Data-tainment

Remember some time ago when we talked about the do’s and don’ts of presenting (see blogpost Less is more: the concept of Zen presentation)? There I shared with you how PowerPoint is not but how Steve Jobs is an inspiration for my own presentations that I frequently give. But there are more…

Hans Rosling

Meet Hans Rosling, professor in global health at the Karolinska Institute in Sweden. After an already impressive career as a doctor and researcher, he is currently focusing on myths around our view of the third world. By demonstrating large amount of data, collected from many open and public available sources (hmm, that has some Web 2.0 flavor) he shows that the third world is not as far apart from the West any more as we believe it is. Rosling clearly demonstrates the trap of statistics and that average economical or social data on health and prosperity of Africa is not representative for the countries the continent is consisting of.

But the eye-opening findings of his research are not the most fascinating on Hans Rosling. It is his way of presenting tons ‘boring’ data in front of an audience. In his hands, the data comes alive, it starts talking and is taking us on a historic journey, a construction road filled with excitement and eagerness to tell us how things really are. ‘Come with me, I show you what really happened in the past decades with the US and Vietnam after the war, with China after improving public health, with the neighbors Yemen and the United Arabic Emirates”.

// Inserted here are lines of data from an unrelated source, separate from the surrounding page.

PR #3006, opened 2021-04-01
User attribute cookies

rupertbates:
The new architecture for members-data-api involves maintaining a DynamoDB table of all currently active contributors and subscribers. This is updated every 5 minutes by a step function but this means that there is potentially a period of up to 5 minutes from the point at which a user takes out a subscription or makes a contribution when members-data-api will be out of date for that user.

To avoid this situation occurring and then being [cached for 24 hours by frontend](https://github.com/guardian/frontend/blob/c1bdb643c2bfd3534575ee5dfd8b94ada6dd9dd6/static/src/javascripts/projects/common/modules/commercial/user-features.js#L69) this PR writes the attribute values related to recurring contributions and digital subs into the relevant cookies and sets a refresh time of 1 day.

[**Trello Card**](https://trello.com/c/vLFmYSPI/3510-improve-retrieval-of-supporter-information-from-zuora-members-data-api-members-data-api-work-part-4-0)


support-frontend/app/cookies/DigitalSubscriptionCookies.scala
```diff
@@ -0,0 +1,36 @@
...
+    def cookie(name: String, value:String) = Cookie(
+      name = name,
+      value = value,
+      secure = true,
+      httpOnly = false,
+      domain = Some(domain.value)
+    )
+    List(
+      cookie(
+        name = "gu_user_features_expiry",
```
johnduffell, line 18: would be nice to have a link to the user feaatures JS file in dotcom, so that people know it can be set in more than one place

johnduffell (approved):
👍 that's a good idea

And in front of your eyes you see the race of bubbles; small, medium and large, chasing and following each other. Some fall behind, others take over the lead. ‘Oh, this went just too fast for you? Don’t worry, here is the instant replay’. It is a fascinating graphic animation that, together with the passionate presenter, takes you by the throat and won’t let go. And the message is one you won’t forget…

Together with his son and his daughter-in-law Rosling founded the non-profit organization Gapminder where he developed this revolutionary software called Trendalyzer. In March 2006, Trendalyzer was aquired by Google (yep, them again…).

Gapminder

Visit the Gapminder World and play around with the data. It’s just great.